For instance, if you elect to contribute 15% of your gross monthly salary to your employer-sponsored retirement plan, you will not receive that money and have to make the conscious decision to invest rather than buying that new set of golf clubs or other item you have been wanting this month.

By setting a financial plan in motion and automating the process to achieve your goals, you eliminate any points in the chain to get cold feet or not follow through with your strategy. Even when the market is down, you can know that your contributions are going in at a lower dollar amount at opportune times which will help you overcome an anxiety you may have about investing.

3. Find an Investing Mentor

Finding another more knowledgeable or experienced investing mentor to help guide and hold you accountable to your strategy is another great way to overcome your fear of investing.

By having someone with a proven track record of success and wealth accumulation in the market, you will be able to include their thoughts and strategies in your own investment decision-making process. If you ever begin questioning your strategy or worry about the state of the market, you can look to a more seasoned investor for affirmation on your strategy and guidance during volatile markets.

If you are used to making investment decisions on your own for long enough, chances are there are points where you question if your strategy is relevant in today’s market or your current financial situation. However, by having another more knowledgeable investor in your corner for feedback and alternative ideas will help you accomplish your own financial goals.

Even if you are the only person in your family who invests or you do not know anyone you trust for investment advice, there are plenty of other ways to find mentors.

You could join online communities such as the Motley Fool, listen to financial or investing podcasts, find a local investment or economics club, or even hire a financial advisor for guidance and coaching when you need help developing or sticking to your own game plan.

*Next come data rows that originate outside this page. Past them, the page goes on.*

PR #5941, opened 2022-04-28
Use singular nouns in default blueprint handles and titles

jacksleight:
The instructions say blueprint names should be singular: "Usually a singular noun, like Article or Product". However the default/fallback blueprint handle and title are copied from the collection, which is typically plural.

This is a bit annoying, and if you want it to be right you have to remember to change the file name after saving the default blueprint.

This PR changes the default blueprint handles and titles to use singular nouns.

~~If this was enabled by default I think it'd be a breaking change, as existing entries that are using a default/fallback blueprint will have the plural handle saved to the content already. That's why I made it a config option.~~


jackmcdade:
Oh I love this too! Let's get a review from @jasonvarga and hopefully get it merged it :D

MariusSpring:
Yes yes and yes!

jacksleight:
I've updated this with @aerni's suggestion to remove the config option and just check for a singular blueprint instead. My implementation may not be the best way to do that, but it's certainly a much more elegant approach.

I've also had to update a couple of tests as they expected the default blueprint to match the collection name but they're now singular.

jasonvarga:
Cool cool. I marked this as a draft since you had started making some changes. Mark it as ready when you're done. 🙂

jackmcdade:
Is this ready to merge?

stefanbauer:
Love it! 🔥

jasonvarga (approved):
My delay on this was that I thought it was more complicated. But now it's not so bad. Maybe I looked at it before you removed the config option?

Also, I thought the singularization might be awkward for non-English speakers.

For example, if you were to have a collection called "Sermones" (Sermons, in Spanish) it would get singularized to "Sermone" which is wrong. It just chops off the "s". In Spanish it should be "Sermon".

You could get around this by throwing `Illuminate\Support\Pluralizer::useLanguage('spanish')` in your AppServiceProvider which I think is probably good enough of a solution.

So, this is great, thanks!

PR #5946, opened 2022-04-28
Hook up the GUI/YAML portion

jackmcdade:
There's quite a bit of wiring up to track the permission through all the various policies.

- [x] Settings GUI
- [ ] Collections
- [ ] Entries
- [ ] Taxonomies
- [ ] Navigations
- [ ] Assets
- [ ] Globals
- [ ] Users
- [ ] User Groups
- [ ] User Roles
- [ ] Utilities
- [ ] Blueprints 
- [ ] Fieldsets
- [ ] Site Switcher
- [ ] CP Nav

### DIFF
--- a/resources/lang/en/permissions.php
+++ b/resources/lang/en/permissions.php
@@ -13,6 +13,9 @@ return [
     'configure_addons' => 'Configure Addons',
     'configure_addons_desc' => 'Ability to access the addon area to install and uninstall addons.',
 
+    'group_sites' => 'Sites',
+    'access_{site}_site' => 'Access :site site',
+
     'group_collections' => 'Collections',
     'configure_collections' => 'Configure Collections',
     'configure_collections_desc' => 'Grants access to all collection related permissions',
--- a/src/Auth/CorePermissions.php
+++ b/src/Auth/CorePermissions.php
@@ -6,6 +6,7 @@ use Statamic\Facades\AssetContainer;
 use Statamic\Facades\Collection;
 use Statamic\Facades\Form;
 use Statamic\Facades\GlobalSet;
+use Statamic\Facades\Site;
 use Statamic\Facades\Nav;
 use Statamic\Facades\Permission;
 use Statamic\Facades\Taxonomy;
@@ -19,6 +20,10 @@ class CorePermissions
             $this->register('access cp');
             $this->register('configure fields');
             $this->register('configure addons');
+        });
+
+        $this->group('sites', function () {
+            $this->registerSites();
         });
 
         $this->group('collections', function () {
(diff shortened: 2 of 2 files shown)


edalzell:
Question @jackmcdade, if a user has `configure collections` AND `access site_2` (only) permissions, they should be able to create collections but ONLY in site_2 right?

Having another person or group of people with differing viewpoints, backgrounds, and investing experiences is a great way to learn and test your current plan. When the market inevitably drops, a market-savvy mentor or group will help you stay calm, stick to your strategy, and maybe even take advantage of a temporary downturn.

Conclusion:

While eliminating all of the fears and worries from investing is virtually impossible, by continually learning, developing and automating your own investment strategy, and finding a mentor, investment community, or financial advisor, you will soon be able to control or alleviate your fear of investing.